▸ Record set
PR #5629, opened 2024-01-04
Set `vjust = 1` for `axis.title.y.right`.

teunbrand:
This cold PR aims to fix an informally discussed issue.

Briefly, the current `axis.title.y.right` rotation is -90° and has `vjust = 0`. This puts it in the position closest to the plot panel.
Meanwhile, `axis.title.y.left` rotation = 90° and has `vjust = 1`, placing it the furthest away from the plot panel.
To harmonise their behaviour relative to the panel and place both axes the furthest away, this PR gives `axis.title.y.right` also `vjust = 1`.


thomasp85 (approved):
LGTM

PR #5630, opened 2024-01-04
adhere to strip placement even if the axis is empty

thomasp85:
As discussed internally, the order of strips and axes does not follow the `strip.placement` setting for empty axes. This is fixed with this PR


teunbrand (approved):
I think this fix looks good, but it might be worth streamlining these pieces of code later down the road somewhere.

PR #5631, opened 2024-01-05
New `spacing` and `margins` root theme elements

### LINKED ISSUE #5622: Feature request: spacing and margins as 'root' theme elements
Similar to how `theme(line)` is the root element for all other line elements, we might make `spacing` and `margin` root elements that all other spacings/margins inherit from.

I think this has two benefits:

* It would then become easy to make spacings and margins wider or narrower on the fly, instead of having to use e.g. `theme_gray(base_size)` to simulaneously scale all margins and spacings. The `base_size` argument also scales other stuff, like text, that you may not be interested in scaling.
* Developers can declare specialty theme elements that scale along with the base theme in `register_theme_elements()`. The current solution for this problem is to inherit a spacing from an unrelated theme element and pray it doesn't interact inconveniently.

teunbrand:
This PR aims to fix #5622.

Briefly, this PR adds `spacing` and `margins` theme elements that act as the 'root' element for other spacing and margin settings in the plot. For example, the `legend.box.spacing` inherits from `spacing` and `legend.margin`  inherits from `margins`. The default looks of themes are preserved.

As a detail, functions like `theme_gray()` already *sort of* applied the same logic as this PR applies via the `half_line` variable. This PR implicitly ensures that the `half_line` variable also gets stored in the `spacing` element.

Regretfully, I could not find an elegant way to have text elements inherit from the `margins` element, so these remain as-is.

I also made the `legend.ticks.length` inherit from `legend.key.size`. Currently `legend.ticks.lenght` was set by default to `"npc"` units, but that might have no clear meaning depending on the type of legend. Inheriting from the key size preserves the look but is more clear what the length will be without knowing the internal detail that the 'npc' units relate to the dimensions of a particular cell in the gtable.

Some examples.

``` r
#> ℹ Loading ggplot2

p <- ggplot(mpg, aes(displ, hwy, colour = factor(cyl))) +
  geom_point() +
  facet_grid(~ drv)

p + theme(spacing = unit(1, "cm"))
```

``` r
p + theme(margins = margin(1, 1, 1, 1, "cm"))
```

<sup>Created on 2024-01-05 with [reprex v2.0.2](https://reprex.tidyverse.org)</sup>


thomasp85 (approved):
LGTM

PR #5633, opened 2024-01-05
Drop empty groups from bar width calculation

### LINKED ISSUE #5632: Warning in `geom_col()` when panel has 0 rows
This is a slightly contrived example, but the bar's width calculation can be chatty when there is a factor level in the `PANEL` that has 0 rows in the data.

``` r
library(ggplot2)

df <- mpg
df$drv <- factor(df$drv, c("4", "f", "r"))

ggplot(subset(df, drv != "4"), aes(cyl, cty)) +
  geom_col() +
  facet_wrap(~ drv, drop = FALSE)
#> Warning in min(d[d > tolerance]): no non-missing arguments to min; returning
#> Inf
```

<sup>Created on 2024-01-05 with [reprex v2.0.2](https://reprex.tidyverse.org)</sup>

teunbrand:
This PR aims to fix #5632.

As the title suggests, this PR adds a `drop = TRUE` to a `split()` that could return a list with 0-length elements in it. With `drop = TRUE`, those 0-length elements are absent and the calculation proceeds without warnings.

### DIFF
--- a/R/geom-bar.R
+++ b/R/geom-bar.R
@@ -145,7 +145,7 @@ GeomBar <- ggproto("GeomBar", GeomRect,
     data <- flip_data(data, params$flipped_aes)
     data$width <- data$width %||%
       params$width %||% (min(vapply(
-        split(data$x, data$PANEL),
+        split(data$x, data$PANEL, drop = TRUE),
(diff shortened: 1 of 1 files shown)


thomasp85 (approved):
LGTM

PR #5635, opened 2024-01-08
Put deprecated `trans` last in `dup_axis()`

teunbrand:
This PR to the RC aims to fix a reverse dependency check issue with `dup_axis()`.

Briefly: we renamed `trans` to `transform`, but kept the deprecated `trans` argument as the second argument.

▸ Problem requirements
With the line holding "This cold PR" as the first and the line holding "This PR aims to fix #5622." as the last, set down that range of the entries above exactly, and nothing else.

▸ Final answer
This cold PR aims to fix an informally discussed issue.

Briefly, the current `axis.title.y.right` rotation is -90° and has `vjust = 0`. This puts it in the position closest to the plot panel.
Meanwhile, `axis.title.y.left` rotation = 90° and has `vjust = 1`, placing it the furthest away from the plot panel.
To harmonise their behaviour relative to the panel and place both axes the furthest away, this PR gives `axis.title.y.right` also `vjust = 1`.


thomasp85 (approved):
LGTM

PR #5630, opened 2024-01-04
adhere to strip placement even if the axis is empty

thomasp85:
As discussed internally, the order of strips and axes does not follow the `strip.placement` setting for empty axes. This is fixed with this PR


teunbrand (approved):
I think this fix looks good, but it might be worth streamlining these pieces of code later down the road somewhere.

PR #5631, opened 2024-01-05
New `spacing` and `margins` root theme elements

### LINKED ISSUE #5622: Feature request: spacing and margins as 'root' theme elements
Similar to how `theme(line)` is the root element for all other line elements, we might make `spacing` and `margin` root elements that all other spacings/margins inherit from.

I think this has two benefits:

* It would then become easy to make spacings and margins wider or narrower on the fly, instead of having to use e.g. `theme_gray(base_size)` to simulaneously scale all margins and spacings. The `base_size` argument also scales other stuff, like text, that you may not be interested in scaling.
* Developers can declare specialty theme elements that scale along with the base theme in `register_theme_elements()`. The current solution for this problem is to inherit a spacing from an unrelated theme element and pray it doesn't interact inconveniently.

teunbrand:
This PR aims to fix #5622.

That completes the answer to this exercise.